Your task is to copy each line of the listing that contains the word "cholfact".

┌──

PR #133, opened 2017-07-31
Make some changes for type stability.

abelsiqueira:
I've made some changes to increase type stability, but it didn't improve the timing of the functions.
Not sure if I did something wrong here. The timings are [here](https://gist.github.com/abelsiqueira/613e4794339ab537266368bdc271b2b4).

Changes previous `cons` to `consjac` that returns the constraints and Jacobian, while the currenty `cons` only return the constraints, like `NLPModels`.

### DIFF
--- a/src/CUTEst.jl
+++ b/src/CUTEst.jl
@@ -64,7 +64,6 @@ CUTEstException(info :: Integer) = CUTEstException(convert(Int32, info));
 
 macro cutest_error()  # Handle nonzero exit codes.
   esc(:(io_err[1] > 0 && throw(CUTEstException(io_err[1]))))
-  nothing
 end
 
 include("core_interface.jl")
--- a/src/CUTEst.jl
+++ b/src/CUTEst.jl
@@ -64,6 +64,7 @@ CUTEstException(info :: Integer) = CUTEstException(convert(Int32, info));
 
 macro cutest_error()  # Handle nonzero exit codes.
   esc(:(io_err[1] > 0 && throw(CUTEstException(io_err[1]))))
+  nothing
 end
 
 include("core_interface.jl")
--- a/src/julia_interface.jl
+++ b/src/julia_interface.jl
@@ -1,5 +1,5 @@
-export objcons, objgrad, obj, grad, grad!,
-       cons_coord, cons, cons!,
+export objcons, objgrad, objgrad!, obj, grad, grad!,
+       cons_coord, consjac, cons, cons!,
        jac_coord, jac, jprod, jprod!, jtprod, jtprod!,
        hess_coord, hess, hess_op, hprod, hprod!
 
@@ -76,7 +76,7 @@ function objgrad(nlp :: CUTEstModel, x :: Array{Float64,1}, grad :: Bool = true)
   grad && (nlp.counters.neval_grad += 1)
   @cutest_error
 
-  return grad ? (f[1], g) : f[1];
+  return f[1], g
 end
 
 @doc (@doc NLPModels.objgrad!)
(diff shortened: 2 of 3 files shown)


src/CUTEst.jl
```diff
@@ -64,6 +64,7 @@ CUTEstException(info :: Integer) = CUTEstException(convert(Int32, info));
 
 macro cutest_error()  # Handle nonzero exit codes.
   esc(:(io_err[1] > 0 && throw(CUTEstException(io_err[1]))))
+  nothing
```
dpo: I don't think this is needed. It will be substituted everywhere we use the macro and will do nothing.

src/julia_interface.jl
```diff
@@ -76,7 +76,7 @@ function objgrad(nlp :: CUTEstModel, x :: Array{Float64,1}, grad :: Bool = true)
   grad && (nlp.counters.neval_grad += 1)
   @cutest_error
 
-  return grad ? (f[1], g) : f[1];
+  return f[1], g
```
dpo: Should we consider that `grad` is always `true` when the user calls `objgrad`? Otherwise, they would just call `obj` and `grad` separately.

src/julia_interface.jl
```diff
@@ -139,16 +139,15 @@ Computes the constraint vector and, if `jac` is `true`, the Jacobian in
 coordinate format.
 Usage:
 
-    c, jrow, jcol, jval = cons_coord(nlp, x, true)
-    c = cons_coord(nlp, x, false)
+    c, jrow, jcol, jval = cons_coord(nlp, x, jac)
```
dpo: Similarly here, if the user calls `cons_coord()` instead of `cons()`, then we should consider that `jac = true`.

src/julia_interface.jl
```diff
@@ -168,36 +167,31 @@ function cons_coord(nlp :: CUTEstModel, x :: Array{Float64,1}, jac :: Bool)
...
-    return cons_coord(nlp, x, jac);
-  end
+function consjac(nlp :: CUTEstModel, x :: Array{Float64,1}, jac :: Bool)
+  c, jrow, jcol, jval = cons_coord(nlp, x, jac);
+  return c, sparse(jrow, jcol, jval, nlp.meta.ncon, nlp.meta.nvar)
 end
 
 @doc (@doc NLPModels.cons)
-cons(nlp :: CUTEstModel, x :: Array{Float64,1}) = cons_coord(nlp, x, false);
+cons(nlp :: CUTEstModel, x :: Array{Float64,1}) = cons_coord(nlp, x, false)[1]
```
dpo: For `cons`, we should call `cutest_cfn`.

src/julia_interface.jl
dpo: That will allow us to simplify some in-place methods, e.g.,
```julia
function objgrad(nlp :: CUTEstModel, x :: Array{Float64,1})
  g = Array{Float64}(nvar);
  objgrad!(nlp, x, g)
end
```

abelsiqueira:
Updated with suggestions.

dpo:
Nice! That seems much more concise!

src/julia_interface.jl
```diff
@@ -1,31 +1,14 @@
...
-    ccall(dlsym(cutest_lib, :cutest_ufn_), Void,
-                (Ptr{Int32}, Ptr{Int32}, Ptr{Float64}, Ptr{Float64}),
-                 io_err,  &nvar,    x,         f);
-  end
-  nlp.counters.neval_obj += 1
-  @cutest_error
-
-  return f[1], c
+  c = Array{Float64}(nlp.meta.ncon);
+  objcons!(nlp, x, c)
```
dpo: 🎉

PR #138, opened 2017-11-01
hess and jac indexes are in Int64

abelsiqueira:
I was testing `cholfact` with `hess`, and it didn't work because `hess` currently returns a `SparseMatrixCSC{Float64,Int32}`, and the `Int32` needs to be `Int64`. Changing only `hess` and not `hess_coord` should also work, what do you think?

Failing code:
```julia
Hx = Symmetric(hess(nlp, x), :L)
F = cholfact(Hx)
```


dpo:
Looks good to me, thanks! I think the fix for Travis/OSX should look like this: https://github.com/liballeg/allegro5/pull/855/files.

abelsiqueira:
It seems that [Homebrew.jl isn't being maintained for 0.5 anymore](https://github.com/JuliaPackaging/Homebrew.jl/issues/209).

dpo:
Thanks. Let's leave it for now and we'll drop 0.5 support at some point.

└──

_Completed task_
I was testing `cholfact` with `hess`, and it didn't work because `hess` currently returns a `SparseMatrixCSC{Float64,Int32}`, and the `Int32` needs to be `Int64`. Changing only `hess` and not `hess_coord` should also work, what do you think?
F = cholfact(Hx)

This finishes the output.